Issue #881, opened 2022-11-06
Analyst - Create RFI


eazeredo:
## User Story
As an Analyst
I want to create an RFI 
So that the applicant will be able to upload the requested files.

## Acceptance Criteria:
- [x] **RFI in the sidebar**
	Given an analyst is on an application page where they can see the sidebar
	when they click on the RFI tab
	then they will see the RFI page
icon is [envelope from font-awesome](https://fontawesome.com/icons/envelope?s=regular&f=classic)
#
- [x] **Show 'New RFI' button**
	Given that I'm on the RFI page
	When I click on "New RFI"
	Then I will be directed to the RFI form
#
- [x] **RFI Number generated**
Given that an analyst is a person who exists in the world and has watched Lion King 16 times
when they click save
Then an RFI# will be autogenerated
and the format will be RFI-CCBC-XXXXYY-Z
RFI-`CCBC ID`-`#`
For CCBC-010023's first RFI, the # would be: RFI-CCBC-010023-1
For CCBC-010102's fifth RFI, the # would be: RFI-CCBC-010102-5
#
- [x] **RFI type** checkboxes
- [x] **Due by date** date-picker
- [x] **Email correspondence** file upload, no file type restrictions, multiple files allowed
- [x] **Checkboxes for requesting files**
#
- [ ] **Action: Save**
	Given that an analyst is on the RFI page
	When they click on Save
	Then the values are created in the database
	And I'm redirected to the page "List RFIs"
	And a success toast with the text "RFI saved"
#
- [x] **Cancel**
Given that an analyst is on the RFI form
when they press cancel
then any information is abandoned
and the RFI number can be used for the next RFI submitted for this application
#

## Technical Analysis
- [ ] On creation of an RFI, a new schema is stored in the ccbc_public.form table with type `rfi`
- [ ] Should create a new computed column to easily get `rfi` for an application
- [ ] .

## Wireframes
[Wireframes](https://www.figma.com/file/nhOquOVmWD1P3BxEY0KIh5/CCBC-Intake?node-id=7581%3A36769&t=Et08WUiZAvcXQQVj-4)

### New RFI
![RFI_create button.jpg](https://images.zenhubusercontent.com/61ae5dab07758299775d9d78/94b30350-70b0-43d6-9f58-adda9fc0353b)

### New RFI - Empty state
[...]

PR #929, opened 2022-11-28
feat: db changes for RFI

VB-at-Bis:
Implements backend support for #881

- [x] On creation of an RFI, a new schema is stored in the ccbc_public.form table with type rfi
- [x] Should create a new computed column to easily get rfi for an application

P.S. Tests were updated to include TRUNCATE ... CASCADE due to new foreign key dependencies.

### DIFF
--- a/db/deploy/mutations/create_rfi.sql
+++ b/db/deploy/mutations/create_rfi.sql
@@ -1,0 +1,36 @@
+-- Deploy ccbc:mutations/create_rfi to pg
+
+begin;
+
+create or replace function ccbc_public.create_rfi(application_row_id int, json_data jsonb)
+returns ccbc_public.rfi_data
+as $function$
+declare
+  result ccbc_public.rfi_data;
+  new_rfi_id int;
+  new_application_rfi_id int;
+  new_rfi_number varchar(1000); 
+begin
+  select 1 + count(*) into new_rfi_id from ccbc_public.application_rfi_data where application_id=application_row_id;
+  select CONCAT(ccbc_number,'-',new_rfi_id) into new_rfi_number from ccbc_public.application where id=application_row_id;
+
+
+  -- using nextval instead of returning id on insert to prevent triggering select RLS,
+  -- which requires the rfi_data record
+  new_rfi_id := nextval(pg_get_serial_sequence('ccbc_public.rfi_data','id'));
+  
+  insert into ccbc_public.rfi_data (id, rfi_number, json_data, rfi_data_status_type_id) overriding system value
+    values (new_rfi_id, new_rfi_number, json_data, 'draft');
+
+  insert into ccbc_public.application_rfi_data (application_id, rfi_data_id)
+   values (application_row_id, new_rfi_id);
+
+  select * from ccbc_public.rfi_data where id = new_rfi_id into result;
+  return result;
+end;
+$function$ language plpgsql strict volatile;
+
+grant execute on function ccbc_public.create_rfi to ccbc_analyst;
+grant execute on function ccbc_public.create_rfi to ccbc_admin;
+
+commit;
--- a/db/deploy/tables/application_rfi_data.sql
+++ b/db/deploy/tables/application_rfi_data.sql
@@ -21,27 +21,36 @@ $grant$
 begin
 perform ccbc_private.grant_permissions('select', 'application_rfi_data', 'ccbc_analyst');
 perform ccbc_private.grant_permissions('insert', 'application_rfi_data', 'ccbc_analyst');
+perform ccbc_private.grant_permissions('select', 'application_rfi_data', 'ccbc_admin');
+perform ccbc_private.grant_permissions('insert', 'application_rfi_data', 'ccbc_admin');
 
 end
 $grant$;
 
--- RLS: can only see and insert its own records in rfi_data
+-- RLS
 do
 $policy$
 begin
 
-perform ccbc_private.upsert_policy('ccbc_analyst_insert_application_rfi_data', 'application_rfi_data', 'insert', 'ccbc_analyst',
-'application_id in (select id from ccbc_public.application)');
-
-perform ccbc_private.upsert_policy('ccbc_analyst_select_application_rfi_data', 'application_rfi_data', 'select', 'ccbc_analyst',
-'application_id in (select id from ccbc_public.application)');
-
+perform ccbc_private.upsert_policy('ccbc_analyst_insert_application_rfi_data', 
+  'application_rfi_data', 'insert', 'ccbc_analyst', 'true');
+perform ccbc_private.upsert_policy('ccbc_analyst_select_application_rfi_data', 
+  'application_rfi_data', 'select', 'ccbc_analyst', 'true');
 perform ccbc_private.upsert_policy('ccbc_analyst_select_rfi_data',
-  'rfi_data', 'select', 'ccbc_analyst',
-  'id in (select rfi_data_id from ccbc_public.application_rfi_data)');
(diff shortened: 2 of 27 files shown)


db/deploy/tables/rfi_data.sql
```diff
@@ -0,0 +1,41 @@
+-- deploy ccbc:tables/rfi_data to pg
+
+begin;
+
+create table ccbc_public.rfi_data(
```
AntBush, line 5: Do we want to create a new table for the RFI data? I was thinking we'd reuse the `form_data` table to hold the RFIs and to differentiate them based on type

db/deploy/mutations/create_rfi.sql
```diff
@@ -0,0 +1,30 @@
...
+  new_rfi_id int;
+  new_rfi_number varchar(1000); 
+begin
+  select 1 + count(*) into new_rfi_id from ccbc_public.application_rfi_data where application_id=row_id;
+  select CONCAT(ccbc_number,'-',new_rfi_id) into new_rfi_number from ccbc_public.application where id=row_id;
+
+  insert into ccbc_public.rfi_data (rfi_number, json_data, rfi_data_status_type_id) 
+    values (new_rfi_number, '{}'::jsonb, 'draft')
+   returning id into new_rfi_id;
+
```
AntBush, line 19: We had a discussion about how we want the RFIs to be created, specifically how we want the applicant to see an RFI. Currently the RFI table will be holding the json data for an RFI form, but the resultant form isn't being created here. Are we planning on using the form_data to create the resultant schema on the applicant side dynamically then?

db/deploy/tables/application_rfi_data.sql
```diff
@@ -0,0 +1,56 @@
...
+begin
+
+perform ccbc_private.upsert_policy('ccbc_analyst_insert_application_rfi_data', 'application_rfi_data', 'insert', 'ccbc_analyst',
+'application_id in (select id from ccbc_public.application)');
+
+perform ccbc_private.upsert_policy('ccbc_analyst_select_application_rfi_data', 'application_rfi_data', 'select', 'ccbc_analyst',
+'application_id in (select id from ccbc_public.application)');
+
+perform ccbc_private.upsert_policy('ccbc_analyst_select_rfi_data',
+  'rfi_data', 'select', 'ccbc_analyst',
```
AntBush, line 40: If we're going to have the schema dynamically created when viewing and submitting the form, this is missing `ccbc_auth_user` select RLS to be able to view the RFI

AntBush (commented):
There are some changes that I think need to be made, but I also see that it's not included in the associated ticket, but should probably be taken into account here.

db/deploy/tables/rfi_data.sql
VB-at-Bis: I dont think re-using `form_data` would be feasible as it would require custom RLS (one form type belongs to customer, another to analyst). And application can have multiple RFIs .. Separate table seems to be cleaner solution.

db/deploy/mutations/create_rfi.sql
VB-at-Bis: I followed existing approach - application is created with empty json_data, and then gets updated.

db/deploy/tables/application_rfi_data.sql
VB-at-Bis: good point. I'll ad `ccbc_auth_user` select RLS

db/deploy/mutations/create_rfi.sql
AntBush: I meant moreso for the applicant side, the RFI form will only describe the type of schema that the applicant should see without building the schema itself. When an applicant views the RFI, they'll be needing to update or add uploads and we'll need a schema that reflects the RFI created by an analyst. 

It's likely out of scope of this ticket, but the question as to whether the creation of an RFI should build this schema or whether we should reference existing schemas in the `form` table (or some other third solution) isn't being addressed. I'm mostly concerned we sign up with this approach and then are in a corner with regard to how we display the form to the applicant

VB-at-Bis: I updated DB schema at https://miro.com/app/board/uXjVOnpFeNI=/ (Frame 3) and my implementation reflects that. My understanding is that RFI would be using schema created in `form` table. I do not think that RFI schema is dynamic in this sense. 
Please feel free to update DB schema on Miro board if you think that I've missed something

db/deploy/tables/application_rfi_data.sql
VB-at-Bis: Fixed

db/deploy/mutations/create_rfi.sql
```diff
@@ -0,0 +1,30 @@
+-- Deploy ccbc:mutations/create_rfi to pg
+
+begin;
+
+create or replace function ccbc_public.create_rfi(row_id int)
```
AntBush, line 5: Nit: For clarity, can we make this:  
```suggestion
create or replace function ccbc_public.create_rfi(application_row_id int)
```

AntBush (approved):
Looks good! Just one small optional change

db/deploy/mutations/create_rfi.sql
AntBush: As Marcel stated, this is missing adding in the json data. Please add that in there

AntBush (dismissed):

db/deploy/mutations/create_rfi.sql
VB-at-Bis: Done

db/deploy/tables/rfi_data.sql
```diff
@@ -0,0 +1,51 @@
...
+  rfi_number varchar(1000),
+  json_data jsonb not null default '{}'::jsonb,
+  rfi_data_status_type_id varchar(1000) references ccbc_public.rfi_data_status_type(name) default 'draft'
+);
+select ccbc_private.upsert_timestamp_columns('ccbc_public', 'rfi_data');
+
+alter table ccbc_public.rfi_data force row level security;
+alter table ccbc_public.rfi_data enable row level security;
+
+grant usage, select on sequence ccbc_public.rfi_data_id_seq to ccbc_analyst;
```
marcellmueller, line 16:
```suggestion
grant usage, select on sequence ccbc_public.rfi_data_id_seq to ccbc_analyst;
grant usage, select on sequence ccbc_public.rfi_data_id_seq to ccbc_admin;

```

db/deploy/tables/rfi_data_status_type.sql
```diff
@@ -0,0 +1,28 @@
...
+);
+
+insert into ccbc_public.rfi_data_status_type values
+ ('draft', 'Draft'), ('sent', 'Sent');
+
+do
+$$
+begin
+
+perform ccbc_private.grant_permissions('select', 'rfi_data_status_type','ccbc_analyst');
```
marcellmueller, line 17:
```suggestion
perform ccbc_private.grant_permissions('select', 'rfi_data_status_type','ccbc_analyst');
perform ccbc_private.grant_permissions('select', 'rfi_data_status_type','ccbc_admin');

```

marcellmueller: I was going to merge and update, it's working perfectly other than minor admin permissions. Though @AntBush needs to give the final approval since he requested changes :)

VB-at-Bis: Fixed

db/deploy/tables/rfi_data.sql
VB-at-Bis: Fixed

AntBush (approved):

Task item: What are the lines above that hold the string "Wireframes"? Copy them.

Your response:
## Wireframes
[Wireframes](https://www.figma.com/file/nhOquOVmWD1P3BxEY0KIh5/CCBC-Intake?node-id=7581%3A36769&t=Et08WUiZAvcXQQVj-4)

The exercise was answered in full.